- DIRECTIONS FOR THIS TASK
Go over the data and keep only the lines that include "opened".

(Beginning of EXCERPTED RECORDS)

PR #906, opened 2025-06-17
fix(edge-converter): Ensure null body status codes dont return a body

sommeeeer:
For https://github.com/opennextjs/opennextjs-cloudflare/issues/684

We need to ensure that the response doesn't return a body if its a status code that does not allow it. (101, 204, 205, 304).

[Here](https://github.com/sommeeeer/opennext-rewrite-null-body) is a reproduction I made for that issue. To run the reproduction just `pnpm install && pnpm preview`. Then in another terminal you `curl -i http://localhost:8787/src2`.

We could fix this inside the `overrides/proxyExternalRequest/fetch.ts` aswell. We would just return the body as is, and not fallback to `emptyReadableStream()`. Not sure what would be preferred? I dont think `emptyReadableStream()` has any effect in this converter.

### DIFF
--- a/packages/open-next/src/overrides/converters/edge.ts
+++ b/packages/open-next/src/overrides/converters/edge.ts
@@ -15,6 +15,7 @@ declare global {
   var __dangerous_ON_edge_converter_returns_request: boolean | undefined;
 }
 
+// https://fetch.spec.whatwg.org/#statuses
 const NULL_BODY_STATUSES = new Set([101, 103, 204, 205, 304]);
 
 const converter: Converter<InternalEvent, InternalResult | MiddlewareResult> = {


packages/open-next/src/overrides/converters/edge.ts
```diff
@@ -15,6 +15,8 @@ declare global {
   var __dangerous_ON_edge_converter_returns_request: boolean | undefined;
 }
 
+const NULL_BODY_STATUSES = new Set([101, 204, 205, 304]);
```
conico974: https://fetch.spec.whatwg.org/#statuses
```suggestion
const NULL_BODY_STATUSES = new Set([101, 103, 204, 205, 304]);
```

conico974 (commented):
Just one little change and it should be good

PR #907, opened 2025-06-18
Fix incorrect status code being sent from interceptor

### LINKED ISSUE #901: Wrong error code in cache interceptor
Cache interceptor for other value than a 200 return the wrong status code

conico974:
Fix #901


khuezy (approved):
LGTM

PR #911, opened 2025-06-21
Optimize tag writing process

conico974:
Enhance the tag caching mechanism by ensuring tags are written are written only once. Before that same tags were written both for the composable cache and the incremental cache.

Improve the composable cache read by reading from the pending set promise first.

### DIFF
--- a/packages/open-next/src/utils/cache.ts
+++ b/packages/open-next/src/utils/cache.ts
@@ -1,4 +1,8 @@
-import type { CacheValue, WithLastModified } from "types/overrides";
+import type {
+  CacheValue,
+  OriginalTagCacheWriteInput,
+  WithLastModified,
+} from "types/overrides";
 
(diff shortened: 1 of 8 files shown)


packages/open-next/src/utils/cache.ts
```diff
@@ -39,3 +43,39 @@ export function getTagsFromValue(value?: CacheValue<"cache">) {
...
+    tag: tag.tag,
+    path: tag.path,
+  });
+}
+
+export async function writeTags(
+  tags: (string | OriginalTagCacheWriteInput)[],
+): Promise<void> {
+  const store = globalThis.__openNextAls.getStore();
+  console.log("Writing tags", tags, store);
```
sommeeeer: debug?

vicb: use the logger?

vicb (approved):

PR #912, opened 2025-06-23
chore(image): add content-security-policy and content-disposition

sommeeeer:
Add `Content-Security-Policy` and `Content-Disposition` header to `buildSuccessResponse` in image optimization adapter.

(End of EXCERPTED RECORDS)

- EXERCISE SOLUTION
PR #906, opened 2025-06-17
PR #907, opened 2025-06-18
PR #911, opened 2025-06-21
PR #912, opened 2025-06-23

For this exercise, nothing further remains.